I wish you could have heard the conversation! A recent guest at our school unfamiliar with our community, our building, and the opportunity of Christian education, asked if they could speak to me for a moment.  I agreed, unsure where this conversation might lead.

 “I want you to know this” was how the ensuing conversation began.  This person told the story of how they had been welcomed by parents and students, of how a staff member had dropped everything to help them,  how great the school looked, and how amazing the people were in this school. “And they didn’t even know who I was” closed out the summary of the observations.
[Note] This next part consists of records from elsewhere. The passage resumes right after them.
PR #16328, opened 2019-09-22
bpo-36876: Moved Parser/listnode.c statics to interpreter state.

vsajip:

### DIFF
--- a/Include/internal/pycore_pystate.h
+++ b/Include/internal/pycore_pystate.h
@@ -139,8 +139,8 @@ struct _is {
         struct {
             int level;
             int atbol;
-        } listnode_data;
-    } parser_data;
+        } listnode;
+    } parser;
 };
 
 PyAPI_FUNC(struct _is*) _PyInterpreterState_LookUpID(PY_INT64_T);
--- a/Include/internal/pycore_pystate.h
+++ b/Include/internal/pycore_pystate.h
@@ -132,6 +132,15 @@ struct _is {
     struct _warnings_runtime_state warnings;
 
     PyObject *audit_hooks;
+/*
+ * See bpo-36876: miscellaneous ad hoc statics have been moved here.
+ */
+    struct {
+        struct {
+            int level;
+            int atbol;
+        } listnode_data;
+    } parser_data;
 };
 
 PyAPI_FUNC(struct _is*) _PyInterpreterState_LookUpID(PY_INT64_T);
--- a/Parser/listnode.c
+++ b/Parser/listnode.c
@@ -21,8 +21,8 @@ listnode(FILE *fp, node *n)
 {
     PyInterpreterState *interp = _PyInterpreterState_GET_UNSAFE();
 
-    interp->parser_data.listnode_data.level = 0;
-    interp->parser_data.listnode_data.atbol = 1;
+    interp->parser.listnode.level = 0;
+    interp->parser.listnode.atbol = 1;
     list1node(fp, n);
 }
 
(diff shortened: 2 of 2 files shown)


Include/internal/pycore_pystate.h
```diff
@@ -132,6 +132,15 @@ struct _is {
...
 
     PyObject *audit_hooks;
+/*
+ * See bpo-36876: miscellaneous ad hoc statics have been moved here.
+ */
+    struct {
+        struct {
+            int level;
+            int atbol;
+        } listnode_data;
```
ericsnowcurrently: "_data" is a little redundant here.

```suggestion
        } listnode;
```

Include/internal/pycore_pystate.h
```diff
@@ -132,6 +132,15 @@ struct _is {
...
+    } parser_data;
```
ericsnowcurrently: Likewise with "_data".

```suggestion
    } parser;
```

Include/internal/pycore_pystate.h
```diff
@@ -132,6 +132,15 @@ struct _is {
     struct _warnings_runtime_state warnings;
 
     PyObject *audit_hooks;
+/*
+ * See bpo-36876: miscellaneous ad hoc statics have been moved here.
+ */
+    struct {
```
ericsnowcurrently, line 138: If you think there will be any other parser/compiler-related state to move to PyInterpreterState then consider making this struct stand-alone and perhaps even creating pycore_compiler.h (or pycore_parser.h) for it.  That way the code doesn't get too cluttered.

Parser/listnode.c
```diff
@@ -15,19 +16,21 @@ PyNode_ListTree(node *n)
...
-static int level, atbol;
-
 static void
 listnode(FILE *fp, node *n)
 {
-    level = 0;
-    atbol = 1;
+    PyInterpreterState *interp = _PyInterpreterState_GET_UNSAFE();
+
+    interp->parser_data.listnode_data.level = 0;
```
ericsnowcurrently: I was going to point to the advantage of having stand-alone structs for places like this (so there isn't so much going on with each line).  However, I actually kind of like how the line captures the indirection clearly. :)

ericsnowcurrently (approved):
mostly LGTM

I have left just a few small suggestions to consider.

Include/internal/pycore_pystate.h
vsajip: Done.

Include/internal/pycore_pystate.h
vsajip: Done.

vstinner:
```
interp = _PyInterpreterState_GET_UNSAFE(); 
```

You can add listnode or parser variable to avoid having to write "interp->parser.listnode". But for that, you need to name the structure in pycore_pystate.h.

vsajip:
I'm not quite sure what you mean. The change was specifically to move those variables into the interpreter state rather than stand-alone variables, as they were previously.

vstinner:
I suggest to add `parser = &interp->parser;` and then use `parser` instead of `interp`. Or something similar with `listnode`.

vsajip:
Ah, OK, I understand now :-)

Not sure what an additional variable buys in this case. I agree, if readability were adversely affected, it would be worth doing. As it is, it seems readable enough.

vstinner:
It was just a minor remark for readability. You're free to ignore it ;-)

PR #16331, opened 2019-09-23
bpo-38255: Replace "method" with "attribute" in the description of super()

geryogam:
This PR will make the following change to the [_Built-in Functions_ chapter](https://docs.python.org/3.8/library/functions.html#super) of the library documentation:

- replace the word "method" with the more general word "attribute" in the description of `super()`, since `super()` is not restricted to method access but can also do data attribute access:

```
>>> class A:
...     x = True
... 
>>> class B(A):
...     x = False
... 
>>> B().x
False
>>> super(B, B()).x
True
```

https://bugs.python.org/issue38255

### DIFF
--- a/Doc/library/functions.rst
+++ b/Doc/library/functions.rst
@@ -1594,7 +1594,7 @@ are always available.  They are listed here in alphabetical order.
 .. function:: super([type[, object-or-type]])
 
    Return a proxy object that delegates attribute access to a parent or sibling
-   class of *type*.  This is useful for accessing inherited methods that have
+   class of *type*.  This is commonly used for accessing inherited methods that have
    been overridden in a class.
 
    The *object-or-type* determines the :term:`method resolution order`
--- a/Doc/library/functions.rst
+++ b/Doc/library/functions.rst
@@ -1593,8 +1593,8 @@ are always available.  They are listed here in alphabetical order.
 
 .. function:: super([type[, object-or-type]])
 
-   Return a proxy object that delegates method calls to a parent or sibling
-   class of *type*.  This is useful for accessing inherited methods that have
+   Return a proxy object that delegates attribute accesses to a parent or sibling
+   class of *type*.  This is useful for accessing inherited attributes that have
    been overridden in a class.
 
    The *object-or-type* determines the :term:`method resolution order`
--- a/Doc/library/functions.rst
+++ b/Doc/library/functions.rst
@@ -1594,7 +1594,7 @@ are always available.  They are listed here in alphabetical order.
 .. function:: super([type[, object-or-type]])
 
    Return a proxy object that delegates attribute access to a parent or sibling
-   class of *type*.  This is useful for accessing inherited methods (or data attributes) that have
+   class of *type*.  This is useful for accessing inherited methods that have
    been overridden in a class.
 
    The *object-or-type* determines the :term:`method resolution order`
--- a/Doc/library/functions.rst
+++ b/Doc/library/functions.rst
@@ -1594,7 +1594,7 @@ are always available.  They are listed here in alphabetical order.
 .. function:: super([type[, object-or-type]])
 
    Return a proxy object that delegates attribute access to a parent or sibling
-   class of *type*.  This is useful for accessing inherited attributes that have
+   class of *type*.  This is useful for accessing inherited methods (or data attributes) that have
    been overridden in a class.
 
    The *object-or-type* determines the :term:`method resolution order`
--- a/Doc/library/functions.rst
+++ b/Doc/library/functions.rst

I’m pleased to tell you that I am blessed to hear remarks like these fairly frequently. They testify to the blessings of belonging to a community whose strength is the “the joy of the Lord” (Nehemiah 8:10), a community that enjoys agreement of purpose and daily practice of faith.  We exist so that God may be praised as young children are taught the things of God in an educational setting. There is immense joy for us in hearing that recognized by people in the community. 

What’s your part in continuing that glowing impression of our school? I’m convinced that first impressions and opening conversations are essential to people learning about who and what we are in ways that leave room for us to enfold them in our midst. There is enormous cost for our school when that does not remain a guiding principle and a priority.

Pray for the leadership of our school who are busy looking for ways to guide our community of purpose into an upcoming school year.  Welcome the well known and brand new faces we find among us!